PR #2486, opened 2022-11-14
Explicitly request bech32 static remotekey

t-bast:
When using `static_remotekey`, we ask `bitcoind` to generate a receiving address and send the corresponding public key to our peer. We previously assumed that `bitcoind` used `bech32`, which may change since #2466.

:::::

■ **How to complete this task**: Repeat the listing above word for word, with no line missing.

■ **Exercise response**:
PR #2486, opened 2022-11-14
Explicitly request bech32 static remotekey

t-bast:
When using `static_remotekey`, we ask `bitcoind` to generate a receiving address and send the corresponding public key to our peer. We previously assumed that `bitcoind` used `bech32`, which may change since #2466.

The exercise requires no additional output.